— Your task —
In the records below, find each line holding the word "just" and copy it.

— Input data —
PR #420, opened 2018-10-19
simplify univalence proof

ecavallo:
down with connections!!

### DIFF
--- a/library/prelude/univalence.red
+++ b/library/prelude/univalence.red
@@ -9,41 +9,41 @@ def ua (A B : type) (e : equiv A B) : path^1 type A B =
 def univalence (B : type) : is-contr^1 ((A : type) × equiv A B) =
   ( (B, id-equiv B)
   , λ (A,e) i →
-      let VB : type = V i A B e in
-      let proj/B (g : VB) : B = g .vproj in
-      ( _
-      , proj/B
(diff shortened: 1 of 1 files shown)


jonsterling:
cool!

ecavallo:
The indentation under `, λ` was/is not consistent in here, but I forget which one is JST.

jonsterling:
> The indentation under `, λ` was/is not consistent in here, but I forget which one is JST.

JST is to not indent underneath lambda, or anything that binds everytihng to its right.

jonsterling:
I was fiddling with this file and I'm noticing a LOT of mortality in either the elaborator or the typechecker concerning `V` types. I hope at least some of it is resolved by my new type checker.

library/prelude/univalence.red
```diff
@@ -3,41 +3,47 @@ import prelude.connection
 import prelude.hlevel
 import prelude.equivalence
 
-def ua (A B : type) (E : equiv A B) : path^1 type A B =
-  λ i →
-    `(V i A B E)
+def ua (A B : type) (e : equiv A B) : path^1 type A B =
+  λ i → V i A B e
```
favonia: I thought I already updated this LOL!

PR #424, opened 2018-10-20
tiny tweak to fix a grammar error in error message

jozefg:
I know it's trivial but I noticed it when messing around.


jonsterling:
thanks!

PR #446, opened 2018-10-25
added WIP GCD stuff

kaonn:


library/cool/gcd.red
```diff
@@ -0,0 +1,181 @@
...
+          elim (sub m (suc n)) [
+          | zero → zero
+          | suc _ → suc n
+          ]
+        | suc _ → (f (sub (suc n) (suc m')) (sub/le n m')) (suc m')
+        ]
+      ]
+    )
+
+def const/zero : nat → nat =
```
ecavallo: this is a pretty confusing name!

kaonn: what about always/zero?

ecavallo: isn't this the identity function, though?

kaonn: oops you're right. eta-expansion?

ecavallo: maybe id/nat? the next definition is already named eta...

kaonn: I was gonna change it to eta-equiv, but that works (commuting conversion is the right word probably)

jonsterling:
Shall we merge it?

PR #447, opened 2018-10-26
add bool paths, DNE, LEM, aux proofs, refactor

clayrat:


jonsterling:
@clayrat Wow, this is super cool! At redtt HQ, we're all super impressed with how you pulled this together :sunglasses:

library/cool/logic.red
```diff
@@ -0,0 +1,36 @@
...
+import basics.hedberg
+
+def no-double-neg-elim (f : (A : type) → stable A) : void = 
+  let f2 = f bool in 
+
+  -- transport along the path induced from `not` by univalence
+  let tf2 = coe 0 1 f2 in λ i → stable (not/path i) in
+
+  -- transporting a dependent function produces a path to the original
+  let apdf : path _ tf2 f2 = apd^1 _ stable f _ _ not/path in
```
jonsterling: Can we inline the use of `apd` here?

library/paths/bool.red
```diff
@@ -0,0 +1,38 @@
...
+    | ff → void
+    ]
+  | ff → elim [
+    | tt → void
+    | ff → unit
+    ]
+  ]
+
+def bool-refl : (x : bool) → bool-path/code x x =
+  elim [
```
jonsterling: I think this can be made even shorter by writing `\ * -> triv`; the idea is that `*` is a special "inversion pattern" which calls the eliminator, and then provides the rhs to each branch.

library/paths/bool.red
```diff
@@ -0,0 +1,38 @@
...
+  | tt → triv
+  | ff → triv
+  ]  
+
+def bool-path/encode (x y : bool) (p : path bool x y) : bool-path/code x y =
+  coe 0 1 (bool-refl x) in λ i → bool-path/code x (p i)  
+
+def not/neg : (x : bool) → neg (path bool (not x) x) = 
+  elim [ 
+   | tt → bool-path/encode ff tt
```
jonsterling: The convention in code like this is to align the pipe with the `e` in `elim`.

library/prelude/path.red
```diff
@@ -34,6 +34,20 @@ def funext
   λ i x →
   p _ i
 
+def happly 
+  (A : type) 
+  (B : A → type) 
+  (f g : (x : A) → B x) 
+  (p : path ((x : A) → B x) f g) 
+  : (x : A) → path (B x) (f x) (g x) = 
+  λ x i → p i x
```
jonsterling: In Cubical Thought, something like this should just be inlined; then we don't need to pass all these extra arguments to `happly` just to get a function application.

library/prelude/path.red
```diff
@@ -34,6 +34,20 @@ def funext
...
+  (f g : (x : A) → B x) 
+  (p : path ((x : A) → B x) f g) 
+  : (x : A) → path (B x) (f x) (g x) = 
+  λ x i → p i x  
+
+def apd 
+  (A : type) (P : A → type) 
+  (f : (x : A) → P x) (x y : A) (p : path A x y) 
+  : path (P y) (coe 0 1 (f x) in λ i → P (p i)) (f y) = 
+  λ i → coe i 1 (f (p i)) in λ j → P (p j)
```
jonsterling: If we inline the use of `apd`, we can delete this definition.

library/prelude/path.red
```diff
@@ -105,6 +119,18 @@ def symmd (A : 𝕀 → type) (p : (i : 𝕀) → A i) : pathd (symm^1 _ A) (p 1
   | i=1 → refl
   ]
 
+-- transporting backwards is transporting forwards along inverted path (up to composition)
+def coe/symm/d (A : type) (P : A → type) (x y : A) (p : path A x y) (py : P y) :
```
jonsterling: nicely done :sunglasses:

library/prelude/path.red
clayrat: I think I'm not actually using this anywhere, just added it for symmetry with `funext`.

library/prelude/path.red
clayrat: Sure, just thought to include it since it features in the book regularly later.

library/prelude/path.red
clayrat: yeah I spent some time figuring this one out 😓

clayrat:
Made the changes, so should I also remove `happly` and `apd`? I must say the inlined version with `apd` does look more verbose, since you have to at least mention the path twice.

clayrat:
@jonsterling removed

— Answer for the task —
jonsterling: In Cubical Thought, something like this should just be inlined; then we don't need to pass all these extra arguments to `happly` just to get a function application.
clayrat: I think I'm not actually using this anywhere, just added it for symmetry with `funext`.
clayrat: Sure, just thought to include it since it features in the book regularly later.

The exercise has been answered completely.